▸ **Aim of the task**
Check every line in the listing below for "from". Copy the ones where it occurs.

*** Records for processing ***

PR #3852, opened 2024-06-03
(1) ref(tracing): extract app start to a standalone integration

krystofwoldrich:

- [ ] Bugfix
- [ ] New feature
- [x] Enhancement
- [x] Refactoring

### Before this PR
- AppStart Tracking is embedded in `ReactNativeTracing` implementation. 
- When automatic routing instrumentation is enabled appstart is attached to the first transaction.
- When no routing instrumentation app start is standalone idle transaction.

```js
import Sentry from '@sentry/react-native';

Sentry.init({
  tracesSampleRate: 1.0,
  integrations: [
      enableAppStartTracking: true, // default true
    }),
  ],
});
```

### After this PR
- AppStart Tracking is standalone integration.
- When automatic routing instrumentation is enabled appstart is attached to the first transaction. No change, but this behaviour can be overwritten by user now.
- When no routing instrumentation app start is standalone transaction. Linked by a traceId to the first transaction after start.
- AppStart has `standalone` option which let user change the behaviour. By default we check presence of routing instrumentation like before.
- Moving the tracking to a standalone integration will let us measure usage of this feature (enabled integrations telemetry).

```js
import Sentry from '@sentry/react-native';

Sentry.init({
  tracesSampleRate: 1.0,
  enableAppStartTracking: true, // default true
  integrations: [
    Sentry.appStartIntegration({
      standalone: false, // default false
    }),
  ],
});
```

### Examples After

Screenshot 2024-08-06 at 10 46 40
Screenshot 2024-08-06 at 10 44 24

tests, sample app

## :pencil: Checklist

- [x] All tests passing
- [ ] No breaking changes


src/js/tracing/reactnativeprofiler.tsx
```diff
@@ -47,12 +44,7 @@ export class ReactNativeProfiler extends Profiler {
...
     client.addIntegration && client.addIntegration(createIntegration(this.name));
-
-    const endTimestamp = this._mountSpan && typeof spanToJSON(this._mountSpan).timestamp
-    const tracingIntegration = client.getIntegrationByName && client.getIntegrationByName<ReactNativeTracing>('ReactNativeTracing');
-    tracingIntegration
-      && typeof endTimestamp === 'number'
-      // The first root component mount is the app start finish.
-      && tracingIntegration.onAppStartFinish(endTimestamp);
+    // eslint-disable-next-line @typescript-eslint/no-floating-promises
+    captureAppStart();
```
lucas-zimerman, line 48: Q:Shouldn't we wait for it?

lucas-zimerman (approved):
Non-blocking question, LGTM!

src/js/tracing/reactnativeprofiler.tsx
krystofwoldrich: We only trigger the capture of app start here, recording the timestamp and we don't await it as the fetch from native layer can happen async later

PR #3861, opened 2024-06-05
fix(logs): Add missing App Start logs when the span is dropped

krystofwoldrich:

- [x] Bugfix
- [x] New feature
- [x] Enhancement

## :scroll: Description

Adds warning logs when `debug: true` to places in the SDK code where it's decided that App Start span won't be added.

This will makes it easier for our customer to see why their transactions are missing app start spans as well for us when debugging the SDK.

sample app

## :pencil: Checklist

- [x] All tests passing
- [x] No breaking changes

### DIFF
--- a/CHANGELOG.md
+++ b/CHANGELOG.md
@@ -4,7 +4,7 @@
 
 ### Fix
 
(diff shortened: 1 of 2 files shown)


buenaflor (approved):
👍

PR #3864, opened 2024-06-05
ci(ios): allow larger app size diff (up to 1 MiB) 

vaind:
bumps the expected size after recent sentry-cocoa update

#skip-changelog


krystofwoldrich:
@vaind Thank you this is a good catch. 

A lot of the times these tests fail on the start up time of the app without Sentry is higher than with Sentry. And so it's easy to overlook that something else was broken.

krystofwoldrich (approved):

PR #3867, opened 2024-06-06
fix(ttd): Make all options of startTTID optional

krystofwoldrich:

- [x] Bugfix

## :scroll: Description

This function should not require any options.

sample app


lucas-zimerman (approved):
LGTM!

PR #3868, opened 2024-06-06
fix(ttd): Add span ids to time to display debug logs

krystofwoldrich:

- [x] Enhancement

## :scroll: Description

Having the Span IDs in the debug logs makes it possible to relate data from Sentry to the logs.

### DIFF
--- a/src/js/tracing/timetodisplay.tsx
+++ b/src/js/tracing/timetodisplay.tsx
@@ -258,15 +258,16 @@ function updateFullDisplaySpan(frameTimestampSeconds: number, passedInitialDispl
     return;
   }
 
-  if (spanToJSON(span).timestamp) {
-    logger.warn(`[TimeToDisplay] ${spanToJSON(span).description} (${span.spanContext().spanId}) span already ended.`);
+  const spanJSON = spanToJSON(span);
+  if (spanJSON.timestamp) {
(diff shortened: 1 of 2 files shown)


src/js/tracing/timetodisplay.tsx
```diff
@@ -247,25 +248,25 @@ function updateFullDisplaySpan(frameTimestampSeconds: number, passedInitialDispl
...
   const span = startTimeToFullDisplaySpan();
   if (!span) {
-    logger.warn(`[TimeToDisplay] No span found or created, possibly performance is disabled.`);
+    logger.warn(`[TimeToDisplay] No TimeToFullDisplay span found or created, possibly performance is disabled.`);
     return;
   }
 
   if (spanToJSON(span).timestamp) {
-    logger.warn(`[TimeToDisplay] ${spanToJSON(span).description} span already ended.`);
+    logger.warn(`[TimeToDisplay] ${spanToJSON(span).description} (${span.spanContext().spanId}) span already ended.`);
```
lucas-zimerman, line 262: Suggestion: It would be nice to store the result of `spanToJSON` so that we we don't need to call it twice on  on  lines 261, 262 and 263

lucas-zimerman (approved):
I left a minor suggestion but nothing blocking the PR, LGTM!

src/js/tracing/timetodisplay.tsx
krystofwoldrich: Yeah, I agree, I will change that.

*** End of Records for processing ***

▸ **Answer area**
import Sentry from '@sentry/react-native';
import Sentry from '@sentry/react-native';
krystofwoldrich: We only trigger the capture of app start here, recording the timestamp and we don't await it as the fetch from native layer can happen async later
Having the Span IDs in the debug logs makes it possible to relate data from Sentry to the logs.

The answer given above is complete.